PR #165, opened 2025-05-14
Fix Memory Leak

### LINKED ISSUE #130: Event cacheing uses too much memory
When running the server the memory usage is steadily increasing.
I suppose the serverside event cacheing is responsible for this.

1cedsoda:
fix #130

### DIFF
--- a/control-core/src/socketio/namespace.rs
+++ b/control-core/src/socketio/namespace.rs
@@ -48,7 +48,7 @@ pub trait NamespaceInterface {
     fn cache(
         &mut self,
         event: &GenericEvent,
-        buffer_fn: Box<dyn Fn(&mut Vec<GenericEvent>, &GenericEvent) -> ()>,
+        buffer_fn: &Box<dyn Fn(&mut Vec<GenericEvent>, &GenericEvent) -> ()>,
     );
 
     /// Emits an event to all sockets in the namespace and caches it.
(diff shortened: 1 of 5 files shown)


1cedsoda:
# Memory Usage Optimization: Success!
Excellent improvement! Removing Box::leak() from your PDO derive macros has completely solved the memory growth problem.

### Before
Heap at program end: ~84MB
EtherCAT PDO memory: 80.6MB (95.96% of heap)
Memory continuously growing with each cycle
After (Box::leak removed):

### After
Heap at program end: ~3.4MB (96% reduction!)
Largest allocations:
Panic handling: 2.58MB (75.87% of heap)
Async executor state: ~22KB (0.64% of heap)
What Was Happening
The macro was creating new boxed trait object collections on every get_objects()/get_objects_mut() call and then permanently leaking them with Box::leak(). Since these methods were called in every control loop cycle, your memory grew continuously.

```rust
// The problematic code was:
fn get_objects(&self) -> &[Option<&dyn crate::pdo::RxPdoObject>] {
    let objs = vec![
        // ...field mappings...
    ];
    Box::leak(objs.into_boxed_slice())  // 💥 Memory leak!
}
```

Why It Fixed The Problem
By removing Box::leak(), your code now properly drops these temporary allocations after each call instead of permanently storing them on the heap.

Issue #320, opened 2025-06-10
Export all Graphs at the same Time to Excel


1cedsoda:
3h

Anatomik5:
fix #324

PR #324, opened 2025-06-12
Group Excel Button

Anatomik5:
issue #320


1cedsoda (changes requested):
Can you move all BigGraph code out of the helpers folder, its not meant for this. Please move it to components/graph

PR #376, opened 2025-06-23
feature-docker-mock

Zabergeier:
Added Dockersupport for release, debug and mock konfigurations, implemented in a docker compose file.


1cedsoda:
Thank you for the changes, we discussed this but it provides no value to us in our development cycle. Thank you for your effort :)

PR #439, opened 2025-06-30
added an integral windup prevention (clamp) for integral error

### LINKED ISSUE #436: Extruder doesnt properly stay in Pressure mode
The core issue probably lies in some sort of state management issue:
- When a user exits the Extruder Page, then at some point the state of the Pressure Pid is lost
- After some time apparently the Pressure Mode stays at one speed

kraemr:
fix #436

### DIFF
--- a/control-core/src/controllers/pid.rs
+++ b/control-core/src/controllers/pid.rs
@@ -18,11 +18,16 @@ pub struct PidController {
     /// Derivative error
     ed: f64,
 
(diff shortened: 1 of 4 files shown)


kraemr:
The Extruder being stuck at one speed then recovering most likely is caused by integral windup in the PIDController. By clamping integral error to a reasonable max and min value this can be avoided

PR #460, opened 2025-07-01
refactor: Run EtherCAT initialization in a separate thread

1cedsoda:
This change refactors the EtherCAT initialization process to be non-blocking by moving it into its own dedicated thread.

- The `init_ethercat` function now spawns a named thread ("init_ethercat") to handle interface discovery and the setup loop.
- This prevents the main application from blocking during startup while searching for a valid EtherCAT interface.
- The initialization order in `main.rs` has been slightly adjusted.
- A minor optimization was made to the laser machine actor to avoid redundant `Instant::now()` calls.

### DIFF
--- a/server/src/ethercat/init.rs
+++ b/server/src/ethercat/init.rs
@@ -1,7 +1,7 @@
 use super::setup::setup_loop;
 use crate::{
     app_state::AppState,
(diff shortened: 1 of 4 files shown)


1cedsoda:
I yanked this from master again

+ + + + + + +

WORK TO COMPLETE => The expected answer is each line of the records above that includes the string "setup".

YOUR RESPONSE =>
- The `init_ethercat` function now spawns a named thread ("init_ethercat") to handle interface discovery and the setup loop.
 use super::setup::setup_loop;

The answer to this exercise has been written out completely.